The evacuation became, almost immediately, an exercise in geography. The fire alert disrupted ten trains on the three lines. Passengers on six of them were evacuated at adjacent stations and walked back up to the surface. The other four trains stopped in their tunnels, and the passengers were escorted down the running tunnels - between rails, past the live conductor rail - to the next stations along their lines. The last passenger left the track at 12:45 a.m. By then thirty fire pumps had attended the scene. The fire was declared extinguished just before three the next morning. Fourteen people were taken to hospital for smoke inhalation: four passengers, one police officer, and nine London Underground staff. All but one were released the following day. The inspector who picked up that piece of wood had moved fast enough. No one died. The cost was measured in tunnel linings rather than lives.

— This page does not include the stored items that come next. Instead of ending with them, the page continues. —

PR #219, opened 2022-10-25
Tremolo Stereo option

KaiMikkelsen:


src/processors/modulation/Tremolo.cpp
```diff
@@ -128,7 +135,6 @@ void Tremolo::fillWaveBuffer (float* waveBuff, const int numSamples, float& p)
 void Tremolo::processAudio (AudioBuffer<float>& buffer)
 {
     const auto numSamples = buffer.getNumSamples();
-    modOutBuffer.setSize (1, numSamples, false, false, true);
```
jatinchowdhury18, line 131: I think we want to keep this line?

src/processors/modulation/Tremolo.cpp
```diff
@@ -170,13 +179,21 @@ void Tremolo::processAudio (AudioBuffer<float>& buffer)
...
-        for (int ch = 0; ch < numChannels; ++ch)
+        for (int ch = 0; ch < numOutChannels; ++ch)
         {
-            const auto* x = audioInBuffer.getReadPointer (ch);
+            if (stereoMode && ch == 1)
+            {
+                // Flip phase on right LFO
+                auto* xOut = audioOutBuffer.getWritePointer (ch);
+                FloatVectorOperations::negate (xOut, xOut, numSamples);
+                FloatVectorOperations::add (xOut, 1.0f, numSamples);
```
jatinchowdhury18, line 193: So this should work, but it might be better to do this in the loop on line 182-183, so we can save a copy operation? Does that make sense?

jatinchowdhury18 (approved):
Looking good! Just a couple of little things.

src/processors/modulation/Tremolo.cpp
KaiMikkelsen: Mmm, I'm not sure I understand why moving the operation would save a copy? Do we not need to copy either way?

src/processors/modulation/Tremolo.cpp
KaiMikkelsen: Good catch, thanks!

src/processors/modulation/Tremolo.cpp
jatinchowdhury18: Right so basically we could change that for loop to look like:
```cpp
for (int ch = 1; ch < numOutChannels; ++ch)
{
    if (stereoMode)
    {
        // invert modulation signal (no need to copy)
        FloatVectorOperations::negate (audioOutBuffer.getWritePointer (ch), audioOutBuffer.getReadPointer (0), numSamples);
        FloatVectorOperations::add (audioOutBuffer.getWritePointer (ch), 1.0f, numSamples);
    }
    else
    {
        // just copy
        audioOutBuffer.copyFrom (ch, 0, audioOutBuffer, 0, 0, numSamples);
    }
}
```

KaiMikkelsen: Ah I see, I guess I'm still confused how we're able to flip the modulation signal in the `audioOutBuffer`, when my understanding was that the modulation data was written into the `0` channel of the `audioOutBuffer` and  so the other channels of `audioOutBuffer` were empty?

KaiMikkelsen: Oh nice! I see, we can use the read write pointers instead of just the write

PR #220, opened 2022-10-27
Vibrato stereo effect

KaiMikkelsen:


src/processors/modulation/scanner_vibrato/ScannerVibrato.cpp
```diff
@@ -131,25 +136,36 @@ void ScannerVibrato::processAudio (AudioBuffer<float>& buffer)
...
             tapMixTable[i].process (modMixData[0], modMixData[i], numSamples);
 
-        const auto& audioInBuffer = getInputBuffer (AudioInput);
-        const auto numChannels = audioInBuffer.getNumChannels();
-        audioOutBuffer.setSize (numChannels, numSamples, false, false, true);
+        auto& audioInBuffer = getInputBuffer (AudioInput);
+        auto numInChannels = audioInBuffer.getNumChannels();
+        const auto numOutChannels = stereoMode ? 2 : numInChannels;
+
+        if (stereoMode && numInChannels == 1)
```
KaiMikkelsen, line 153: I was having trouble with the mixer when the stereo effect was on, because the input buffer was mono and the output buffer was stereo. I thought having some sort of corrective step was useful to put the input buffer in stereo so the mix would work correctly

src/processors/modulation/scanner_vibrato/ScannerVibrato.cpp
```diff
@@ -167,7 +183,15 @@ void ScannerVibrato::processAudio (AudioBuffer<float>& buffer)
 
             auto* outData = audioOutBuffer.getWritePointer (ch);
             for (int i = 0; i < ScannerVibratoWDF::numTaps; ++i)
+            {
+                if (stereoMode && ch == 1)
```
KaiMikkelsen, line 187: if this the right place to modify the modulation signal to flip the phase?

src/processors/modulation/scanner_vibrato/ScannerVibrato.cpp
```diff
@@ -167,7 +183,15 @@ void ScannerVibrato::processAudio (AudioBuffer<float>& buffer)
...
+                {
+                    FloatVectorOperations::negate (modMixData[i], modMixData[i], numSamples);
```
KaiMikkelsen, line 189: This is how flipping the phase was done in the phaser and tremolo modules, but is it a good way to achieve the flip in this module where the setup is a little different.

jatinchowdhury18: Yeah, `modMixData` should always be in the range [0, 1] at this point, so this should be correct!

src/processors/modulation/scanner_vibrato/ScannerVibrato.cpp
jatinchowdhury18: Yeah, that is tricky. This approach seems good, but I usually try to avoid touching the input buffer if we're doing out-of-place processing, just because other modules might need to use that buffer later.

What if we do something like this:
```cpp
auto& audioInBuffer = getInputBuffer (AudioInput);
const auto numInChannels = audioInBuffer.getNumChannels();
const auto numOutChannels = stereoMode ? 2 : numInChannels;
audioOutBuffer.setSize (numOutChannels, numSamples, false, false, true);
mixer.setWetMixProportion (*mixParam);

if (stereoMode && numInChannels == 1)
{
    for (int ch = 0; ch < numOutChannels; ++ch)
         audioOutBuffer.copyFrom (ch, 0, audioInBuffer, ch % numInChannels, 0, numSamples);

    mixer.pushDrySamples (audioOutBuffer);
}
else
{
     mixer.pushDrySamples (audioInBuffer);
}
```

src/processors/modulation/scanner_vibrato/ScannerVibrato.cpp
```diff
@@ -131,25 +136,44 @@ void ScannerVibrato::processAudio (AudioBuffer<float>& buffer)
...
-        for (int i = ScannerVibratoWDF::numTaps - 1; i >= 0; --i)
-            tapMixTable[i].process (modMixData[0], modMixData[i], numSamples);
+        auto** modMixDataCh0 = modsMixBuffer[0].getArrayOfWritePointers();
+        FloatVectorOperations::add (modMixDataCh0[0], modOutBuffer.getReadPointer (0), 1.0f, numSamples);
+        FloatVectorOperations::multiply (modMixDataCh0[0], depthParam.getSmoothedBuffer(), numSamples); // this also multiplies the signal by 0.5
 
-        const auto& audioInBuffer = getInputBuffer (AudioInput);
-        const auto numChannels = audioInBuffer.getNumChannels();
-        audioOutBuffer.setSize (numChannels, numSamples, false, false, true);
+        auto** modMixDataCh1 = modsMixBuffer[1].getArrayOfWritePointers();
```
KaiMikkelsen, line 146: I couldn't really think of a way to streamline this double declaration of the two modMixes

src/processors/modulation/scanner_vibrato/ScannerVibrato.cpp
```diff
@@ -158,16 +182,45 @@ void ScannerVibrato::processAudio (AudioBuffer<float>& buffer)
...
+                        tapMixTable[i].process (modMixDataCh0[0], modMixDataCh0[i], numSamples);
+                        FloatVectorOperations::addWithMultiply (outData, tapsOutData[i], modMixDataCh0[i], numSamples);
+                    }
+                }
+            }
+            else
+            {
+                for (int i = ScannerVibratoWDF::numTaps - 1; i >= 0; --i)
+                    FloatVectorOperations::addWithMultiply (outData, tapsOutData[i], modMixDataCh0[i], numSamples);
+            }
```
KaiMikkelsen, line 223: This is a pretty long logic statement that could be narrowed down further? do you have any ideas on the best way to cut it down?

KaiMikkelsen:
I think this is getting pretty close, something Isn't quite right with the way the right channel modulation signal is being flipped, it leads to it modulation differently then the left one, but I'm not exactly sure what is going wrong with it?

At 100% and 0% `Width` levels the right and left channels modulate in the same way instead of the different behaviour I was seeing at other width levels, and I'm not really sure why that would be.

jatinchowdhury18:
Sorry, I think some of my suggestions were probably making things a bit more confusing than they should have been. I ended up trying to do something like we had talked about where the modulation data between [0, 1] is stored in an intermediate buffer.

PR #224, opened 2022-10-31
Rotary stereo

KaiMikkelsen:


src/processors/modulation/Rotary.cpp
```diff
@@ -154,12 +164,16 @@ void Rotary::processAudio (AudioBuffer<float>& buffer)
...
+        const auto& audioInBuffer = getInputBuffer (AudioInput);
+        const auto numInChannels = audioInBuffer.getNumChannels();
+        const auto numOutChannels = stereoMode ? 2 : numInChannels;
+
+        audioOutBuffer.setSize (numOutChannels, numSamples, false, false, true);
 
-        for (int ch = 0; ch < numChannels; ++ch)
+        for (int ch = 0; ch < numOutChannels; ++ch)
         {
+            audioOutBuffer.copyFrom (ch, 0, audioInBuffer, ch % numInChannels, 0, numSamples);
```
jatinchowdhury18, line 176: So if the input signal is stereo then the stereo parameter will have no effect? I think that makes sense here.

jatinchowdhury18 (approved):
Looking good!

PR #227, opened 2022-11-01
knob component refresh on name change

KaiMikkelsen:


src/gui/pedalboard/editors/KnobsComponent.cpp
```diff
@@ -195,11 +195,33 @@ void KnobsComponent::paint (Graphics& g)
...
 
+    std::unordered_set<String> currentBoxes;
     for (auto* b : boxes)
+    {
         makeName (*b, b->getName());
+        currentBoxes.insert (b->getName());
+    }
+
+    if (needsRepaint (sliderNames, currentSliders) || needsRepaint (boxNames, currentBoxes))
+        repaint();
```
KaiMikkelsen, line 224: Is calling `repaint()` while inside the paint function bad practice?

src/processors/modulation/Panner.cpp
```diff
@@ -304,7 +304,13 @@ bool Panner::getCustomComponents (OwnedArray<Component>& customComps)
...
             leftPanSlider.setVisible (dualPanOn);
 
-            setName (vts.getParameter (dualPanOn ? leftPanTag : mainPanTag)->name);
+            auto newName = vts.getParameter (dualPanOn ? leftPanTag : mainPanTag)->name;
+            if(newName != getName())
+            {
+                setName(newName);
+                if(auto* parent = getParentComponent())
+                    getParentComponent()->repaint();
+            }
```
KaiMikkelsen, line 313: I'm a bit confused on what the `timerCallback` does here. From what I can see whenever the parameter is changed `parameterChanged()` is called, so when would the timerCallback be necessary? Is there an edge case I'm missing.

jatinchowdhury18: Hmm, so for PanSlider2, I remember that we needed the `timerCallback()` in order to update the UI depending on if the module was receiving a stereo or mono input. It's possible that the `timerCallback()` in this class is just a leftover from that, since it looks like the call to `updateSliderVisiblity()` is made redundant by the parameter listener. Have you tried turning off the timer and seeing if anything changes?

jatinchowdhury18 (approved):
Looks good to me! If you want to clean up some of the Timer stuff before merging, feel free to do that as well.

src/processors/modulation/Panner.cpp
KaiMikkelsen: Yeah I haven't seen any changes when getting rid of the timer and doing some testing, I'll take it out and merge!

PR #229, opened 2022-11-03
Generate modulation signal from unconnected processor

KaiMikkelsen:


KaiMikkelsen:
Could be way off on this solution, from the testing I've done it seems to be working as we want but there could be an edge case I haven't thought of.

src/processors/chain/ProcessorChain.cpp
```diff
@@ -175,8 +175,20 @@ void ProcessorChain::processAudio (AudioBuffer<float>& buffer)
             inputBuffer.copyFrom (ch, 0, osBlock.getChannelPointer ((size_t) ch), osNumSamples);
     }
 
-    // run processing chain
+    // process standalone modulation ports
     bool outProcessed = false;
+    for (auto* processor : procs)
+    {
+        auto numImputs = processor->getNumInputConnections();
+
```
jatinchowdhury18, line 183:
```suggestion
```

src/processors/chain/ProcessorChain.cpp
```diff
@@ -175,8 +175,20 @@ void ProcessorChain::processAudio (AudioBuffer<float>& buffer)
...
+        auto isModProcessor = processor->getProcessorType() == Modulation;
```
jatinchowdhury18, line 184: Is this redundant? Like I'm thinking that if this is false, then `modOutputConnected` would also be false, so maybe we don't need to explicitly check this as well? Or maybe we should just move this check into `BaseProcessor::isOutputModulationPortConnected()`?

jatinchowdhury18 (approved):
Yeah, this seems to work well. Let's keep testing this after we merge, just to see if there's a way we can figure out how to break it... but I think this is the solution! Nice work :)

src/processors/chain/ProcessorChain.cpp
KaiMikkelsen: Yeah it seems like we don't need it after doing some testing, good call. The only thing I can think of is checking if it's a modulation processor before looping through the connections to save doing that if it's not a modulation processor?

src/processors/BaseProcessor.cpp
```diff
@@ -286,3 +286,19 @@ bool BaseProcessor::isOutputModulationPort (int portIndex)
 {
     return outputModulationPorts.contains (portIndex);
 }
+
+bool BaseProcessor::isOutputModulationPortConnected()
+{
+    if (getProcessorType() != Modulation)
+        return false;
```
jatinchowdhury18, line 293: Yeah i think this is good.

PR #519, opened 2020-02-28
Wip/hughsie/sign

hughsie:


lvfs/firmware/routes.py
```diff
@@ -179,6 +179,29 @@ def route_nuke(firmware_id):
     flash('Firmware nuked', 'info')
     return redirect(url_for('firmware.route_firmware'))
 
+@bp_firmware.route('/<int:firmware_id>/resign')
+@login_required
+@admin_login_required
+def route_resign(firmware_id):
+    """ Delete a firmware entry and also delete the file from disk """
```
superm1: need to update comment

lvfs/firmware/routes.py
```diff
@@ -179,6 +179,29 @@ def route_nuke(firmware_id):
...
+
+    # check firmware exists in database
+    fw = db.session.query(Firmware).filter(Firmware.firmware_id == firmware_id).first()
+    if not fw:
+        flash('No firmware {} exists'.format(firmware_id), 'danger')
+        return redirect(url_for('firmware.route_firmware'))
+
+    # firmware is not deleted yet
```
superm1: eh?

hughsie: Fixed, thanks.

lvfs/firmware/routes.py
hughsie: Fixed, thanks.

PR #520, opened 2020-02-28
Create Jcat files in archives and for metadata

hughsie:
A Jcat file can be used to store GPG, PKCS-7 and SHA-256 checksums for multiple
files. This allows us to sign a firmware or metadata multiple times (perhaps
by the OEM and also then the LVFS) which further decentralizes the trust model
of the LVFS.

The Jcat format was chosen as the microsoft catalog format is nonfree and not
documented. We also don't want to modify an existing .cat file created from WU
as this may make it unsuitable to use on Windows.

More information can be found here: https://github.com/hughsie/libjcat


cron.py
```diff
@@ -52,18 +53,58 @@ def _regenerate_and_sign_metadata(only_embargo=False):
...
+        invalid_fns.append(fn_xmlgz)
+
+        # create Jcat item with SHA256 checksum blob
+        jcatitem = jcatfile.get_item(r.filename)
+        jcatitem.add_blob(JcatBlobSha256(blob_xmlgz))
+
+        # write each signed file
+        for blob in ploader.metadata_sign(blob_xmlgz):
+
+            # add GPG only to archive for backwards compat with older fwupd
```
superm1: How old are we talking at this point?  The numbers still support trying to make that work?

hughsie: It's older in "any version of fwupd that doesn't know what a jcat file is" -- which is basically all of them at this point :)

superm1: 😃

jcat/jcatfile.py
```diff
@@ -0,0 +1,62 @@
...
+import json
+import gzip
+
+from . jcatitem import JcatItem
+
+class NotSupportedError(NotImplementedError):
+    pass
+
+class JcatFile():
+    """An object representing a Jcat archive """
```
superm1: Why re-invent this twice?  Why not actually use libjcat + introspection?

hughsie: That's a good question. Primarily because it's pure python and thus easier to deploy, and second I thought it would be good to have two implementations to verify each other.

hughsie:
Also, because this untangles the metadata modified path, all the cache invalidation happens in the same instant, rather than now where we invalidate the metadata, sign the file, then invalidate the signing files. This gives a couple of seconds where the mirror is out of sync.

cron.py
```diff
@@ -52,18 +53,58 @@ def _regenerate_and_sign_metadata(only_embargo=False):
     if not remotes:
         return
 
+    # create Jcat file
+    jcatfile = JcatFile()
```
hughsie: Maybe we do this after the mkdir?

cron.py
```diff
@@ -88,14 +129,47 @@ def _sign_fw(fw):
...
-            ploader.archive_sign(cabarchive, cabarchive[md.filename_contents])
+
+            # create Jcat item with SHA256 checksum blob
+            cabfile = cabarchive[md.filename_contents]
+            jcatitem = jcatfile.get_item(md.filename_contents)
+            jcatitem.add_blob(JcatBlobSha256(cabfile.buf))
+
+            # sign using plugins
+            for blob in ploader.archive_sign(cabfile.buf):
+                fn_blob = md.filename_contents + '.' + blob.filename_ext
```
hughsie: move this inside the `JcatBlobKind.GPG` conditional

cron.py
```diff
@@ -88,14 +129,47 @@ def _sign_fw(fw):
...
+                # add to Jcat file too
+                jcatitem.add_blob(blob)
+
         except KeyError as _:
             raise NotImplementedError('no {} firmware found'.format(md.filename_contents))
 
+    # sign all the metainfo.xml files
+    for fn_xml in cabarchive:
+        if not fn_xml.endswith('.metainfo.xml'):
+            continue
```
hughsie: we can use `filename_xml` now

jcat/__init__.py
```diff
@@ -0,0 +1,10 @@
+#!/usr/bin/python3
+# -*- coding: utf-8 -*-
+#
+# Copyright (C) 2018-2019 Richard Hughes <richard@hughsie.com>
```
hughsie: 2020

jcat/tests/jcat_test.py
```diff
@@ -0,0 +1,42 @@
+#!/usr/bin/python3
+# -*- coding: utf-8 -*-
+#
+# Copyright (C) 2018 Richard Hughes <richard@hughsie.com>
```
hughsie: 2020

jcat/jcatblob.py
```diff
@@ -0,0 +1,72 @@
...
+    def filename_ext(self):
+        if self.kind == JcatBlobKind.SHA256:
+            return 'sha256'
+        if self.kind == JcatBlobKind.GPG:
+            return 'asc'
+        if self.kind == JcatBlobKind.PKCS7:
+            return 'p7b'
+        return None
+
+class JcatBlobSha256(JcatBlob):
```
hughsie: maybe also have `JcatBlobText`?

plugins/sign-sigul/__init__.py
```diff
@@ -65,31 +65,18 @@ def settings(self):
...
 
         # create the detached signature
-        blob_asc = _sigul_detached_sign_data(cabfile.buf,
+        blob_asc = _sigul_detached_sign_data(blob,
                                              self.get_setting('sign_sigul_config_file', required=True),
                                              self.get_setting('sign_sigul_firmware_key', required=True))
-
-        # add it to the archive
-        cabarchive[detached_fn] = CabFile(blob_asc.encode('utf-8'))
+        return JcatBlob(JcatBlobKind.GPG, blob_asc.encode('utf-8'))
```
hughsie: JcatBlobText?

PR #523, opened 2020-03-02
Wip/hughsie/filename xml

hughsie:


cron.py
```diff
@@ -114,7 +116,53 @@ def _sign_fw(fw):
...
+            except ET.XMLSyntaxError as e:
+                print('FAILED to load {}:{} ({})'.format(absolute_path, fn, e))
+                continue
+            appstream_id = component.xpath('id')[0].text.replace('/', '_').strip()
+            if md.appstream_id == appstream_id:
+                md.filename_xml = fn
+                print('repairing {} filename_xml to {}'.format(md.appstream_id, md.filename_xml))
+                break
+
+        # hope the archive only has one filename
```
superm1: I think this comment for this block is a little disingenuous.  I had to look back at the code before to confirm it.  This is actually a recovery for invalid appstream ID

lvfs/models.py
```diff
@@ -1629,6 +1630,15 @@ def problems(self):
                                               'not explain what it fixes.\n'
                                               'This also can be set in the .metainfo.xml file.'))
 
+        # possible for broken legacy firmware
```
superm1: This shouldn't be possible for anything new though it seems, just worried about stuff that's already on LVFS?

cron.py
hughsie: Well, yes, I suppose it's really `# we changed the AppStream ID on the LVFS, lets hope there's only one metainfo.xml file`

lvfs/models.py
hughsie: It's the cover the few minutes between:

 * deploy commit 1
 * fix up database (~15 minutes)
 * deploy commit 2

The 2nd commit actually removes the problem as the field becomes an error if not set.

PR #524, opened 2020-03-02
Wip/hughsie/checksum contents sha256

hughsie:


lvfs/models.py
```diff
@@ -1554,7 +1555,7 @@ def autoclaims(self):
                                     icon='warning',
                                     summary='Firmware cannot be verified after flashing',
                                     url='https://lvfs.readthedocs.io/en/latest/claims.html#verified-firmware'))
-        if self.checksum_contents:
+        if self.checksum_contents_sha1:
```
superm1: Don't you need another one of these for sha256 now?

hughsie: I don't think so; we're kinda (ab?)using the fact that only stuff signed has a `checksum_contents` of either type. There are a few ways we could detect this; I'll have a play and do a follow up PR for a more obvious check.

Asbestos and a Whitewashed Platform

The reconstruction was unusual. The Victoria line platform tunnel had been lined with a waterproof membrane containing asbestos, which the fire had compromised. To strip the tunnel without releasing fibres into the rest of the Underground, both ends of the platform had to be sealed off; the controlled removal took just over three weeks. The Central line reopened the next morning. Northbound Bakerloo line trains resumed stopping at the station on 30 November once the access tunnels had been cleared of smoke damage. The Victoria line was the slowest to come back. Service through the station resumed on 17 December - the platform tunnel stripped down to its bare segment rings, with wooden hoardings erected at the back of the platform and the whole space whitewashed. The decorative fittings would not be fully reinstated until early 1986, more than a year after the night the inspector smelled smoke.

A Ban That Came Too Late

Smoking on London Underground trains had been banned since July 1984 - four months before the fire. But at the time of the Oxford Circus incident, lighting up in stations was still permitted. In February 1985, three months after the fire, a complete ban was introduced on smoking in all underground stations. It was not enough. On 18 November 1987, almost exactly three years later, a fire broke out at King's Cross St Pancras station after what the inquiry concluded was most likely a lit match dropped onto an escalator. The flames spread upward through the wooden escalator with terrible speed, and thirty-one people died. After King's Cross, staff training was overhauled, the smoking ban was enforced with fines, and the entire culture of underground fire safety was rebuilt. Oxford Circus had been a warning. King's Cross was the disaster that should never have happened.

What the Inspector Saw

The story of the Oxford Circus fire is, in the end, the story of a man with a piece of wood. He had expected to deal with something smouldering on the track. He found a fire he could not approach. He retreated, raised the alarm, and started the evacuation. Five hours later the last passenger walked safely out of a tunnel. Fourteen people went to hospital and went home the next day. The asbestos was contained. The tunnel was rebuilt. The smoking ban was tightened. For three years it seemed that London Underground had been lucky enough to learn the right lessons from a near miss. Then on a Wednesday evening in November 1987, a different fire on a different escalator made clear that the lessons had not been deep enough. The Oxford Circus fire is sometimes remembered as the small precursor to King's Cross. It is also, in its own right, the night a station full of shoppers got out alive because someone smelled smoke at the right moment.

From the Air

Oxford Circus is at 51.5154N, 0.1425W, beneath the intersection of Oxford Street and Regent Street in central London. The station itself is fully underground. Recommended viewing altitude is 1,500-2,000 feet AGL to see the bustling commercial heart of the West End. Central London Class A airspace covers the area - heavily restricted. Nearest airport is London City (EGLC) approximately 7 nm east; Heathrow (EGLL) lies about 12 nm west. Useful surface landmarks include the BBC's Broadcasting House to the north and Liberty London just west of the junction.